How to set NCCL timeout to infinity

I’m hitting the following issues a lot. Is there a way to set the timeout from 30 minutes to infinity so that I can check the details.

[1,158]<stderr>:[E ProcessGroupNCCL.cpp:566] [Rank 158] Watchdog caught collective operation timeout: WorkNCCL(OpType=ALLREDUCE, Timeout(ms)=1800000) ran for 1803931 milliseconds before timing out.
[1,105]<stderr>:[E ProcessGroupNCCL.cpp:566] [Rank 105] Watchdog caught collective operation timeout: WorkNCCL(OpType=ALLREDUCE, Timeout(ms)=1800000) ran for 1804038 milliseconds before timing out.
[1,110]<stderr>:[E ProcessGroupNCCL.cpp:566] [Rank 110] Watchdog caught collective operation timeout: WorkNCCL(OpType=ALLREDUCE, Timeout(ms)=1800000) ran for 1804067 milliseconds before timing out.
[1,207]<stderr>:[E ProcessGroupNCCL.cpp:566] [Rank 207] Watchdog caught collective operation timeout: WorkNCCL(OpType=ALLREDUCE, Timeout(ms)=1800000) ran for 1804115 milliseconds before timing out.
[1,248]<stderr>:[E ProcessGroupNCCL.cpp:566] [Rank 248] Watchdog caught collective operation timeout: WorkNCCL(OpType=ALLREDUCE, Timeout(ms)=1800000) ran for 1804127 milliseconds before timing out.
[1,202]<stderr>:[E ProcessGroupNCCL.cpp:566] [Rank 202] Watchdog caught collective operation timeout: WorkNCCL(OpType=ALLREDUCE, Timeout(ms)=1800000) ran for 1804206 milliseconds before timing out.
[1,106]<stderr>:[E ProcessGroupNCCL.cpp:566] [Rank 106] Watchdog caught collective operation timeout: WorkNCCL(OpType=ALLREDUCE, Timeout(ms)=1800000) ran for 1804245 milliseconds before timing out.
[1,104]<stderr>:[E ProcessGroupNCCL.cpp:566] [Rank 104] Watchdog caught collective operation timeout: WorkNCCL(OpType=ALLREDUCE, Timeout(ms)=1800000) ran for 1804245 milliseconds before timing out.
[1,251]<stderr>:[E ProcessGroupNCCL.cpp:566] [Rank 251] Watchdog caught collective operation timeout: WorkNCCL(OpType=ALLREDUCE, Timeout(ms)=1800000) ran for 1804274 milliseconds before timing out.
[1,205]<stderr>:[E ProcessGroupNCCL.cpp:566] [Rank 205] Watchdog caught collective operation timeout: WorkNCCL(OpType=ALLREDUCE, Timeout(ms)=1800000) ran for 1804314 milliseconds before timing out.
[1,203]<stderr>:[E ProcessGroupNCCL.cpp:566] [Rank 203] Watchdog caught collective operation timeout: WorkNCCL(OpType=ALLREDUCE, Timeout(ms)=1800000) ran for 1804386 milliseconds before timing out.
[1,252]<stderr>:[E ProcessGroupNCCL.cpp:566] [Rank 252] Watchdog caught collective operation timeout: WorkNCCL(OpType=ALLREDUCE, Timeout(ms)=1800000) ran for 1804396 milliseconds before timing out.
[1,254]<stderr>:[E ProcessGroupNCCL.cpp:566] [Rank 254] Watchdog caught collective operation timeout: WorkNCCL(OpType=ALLREDUCE, Timeout(ms)=1800000) ran for 1804410 milliseconds before timing out.
[1,255]<stderr>:[E ProcessGroupNCCL.cpp:566] [Rank 255] Watchdog caught collective operation timeout: WorkNCCL(OpType=ALLREDUCE, Timeout(ms)=1800000) ran for 1804451 milliseconds before timing out.

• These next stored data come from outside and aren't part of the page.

PR #12030, opened 2019-09-10
When filtering on RO join on legacy appeals as well

aroltsch:
### Description
Bulk assignment: when filtering on a RO we should join on legacy appeals as well

### DIFF
--- a/app/workflows/bulk_task_assignment.rb
+++ b/app/workflows/bulk_task_assignment.rb
@@ -43,10 +43,10 @@ class BulkTaskAssignment
         .limit(task_count).order(:created_at)
       if regional_office
         tasks = tasks.joins(
-          "INNER JOIN appeals ON appeals.id = appeal_id AND appeal_type = 'Appeal'"
+          "INNER JOIN appeals ON appeals.id = appeal_id AND appeal_type = '#{Appeal.name}'"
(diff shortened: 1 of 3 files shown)


app/workflows/bulk_task_assignment.rb
```diff
@@ -43,8 +43,10 @@ def tasks_to_be_assigned
         .limit(task_count).order(:created_at)
       if regional_office
         tasks = tasks.joins(
-          "INNER JOIN appeals ON appeals.id = appeal_id AND tasks.appeal_type = 'Appeal'"
-        ).where("appeals.closest_regional_office = ?", regional_office)
+          "INNER JOIN appeals ON appeals.id = appeal_id AND appeal_type = 'Appeal'"
+        ).where("closest_regional_office = ?", regional_office) +
+                tasks.joins("INNER JOIN legacy_appeals ON legacy_appeals.id = appeal_id \
+                  AND appeal_type = 'LegacyAppeal'").where("closest_regional_office = ?", regional_office)
```
lowellrex: Looks good to me! Slight preference for `appeal_type = '#{LegacyAppeal.name}'` (and similar for `Appeal` as well) so that we can be resilient to future changes (though the name of those classes strikes me as an unlikely thing we will ever change).

PR #12034, opened 2019-09-10
stub User.api_user for parallel testing

edmangimelli:
A test in "spec/requests/api/v3/decision_review/higher_level_reviews_controller_spec.rb" was working intermittently. @erluti determined this was due to a combination of caching api_user, running parallel tests, and the database cleanup between tests.
At @pkarman 's suggestion, stubbing method.


edmangimelli:
now that I've skipped the flakey test, all tests are passing, but now my controller has less than 90% coverage which counts as a fail.
Switching this to the stubbed solution Peter mentioned.
https://dsva.slack.com/archives/CKUCFQAHJ/p1568148869020000?thread_ts=1568133904.016100&cid=CKUCFQAHJ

When initializing the process group, you can pass in a very high timeout
to init_process group to simulate an infinite timeout: pytorch/distributed_c10d.py at master · pytorch/pytorch · GitHub

Although, this error implies that some rank was stuck / crashed / desynchronized as in general it is not expected a collective will wait for 30 minutes to finish. One option to debug further might be to use TORCH_DISTRIBUTED_DEBUG=DETAIL as documented here: Distributed communication package - torch.distributed — PyTorch 1.10 documentation

1 Like

tried to set the timeout value to 10 days, and set NCCL_ASYNC_ERROR_HANDLING as ‘1’. But, it still crashes with 30 minutes. It seems like init_process_group() does not control the timeout for allreduce?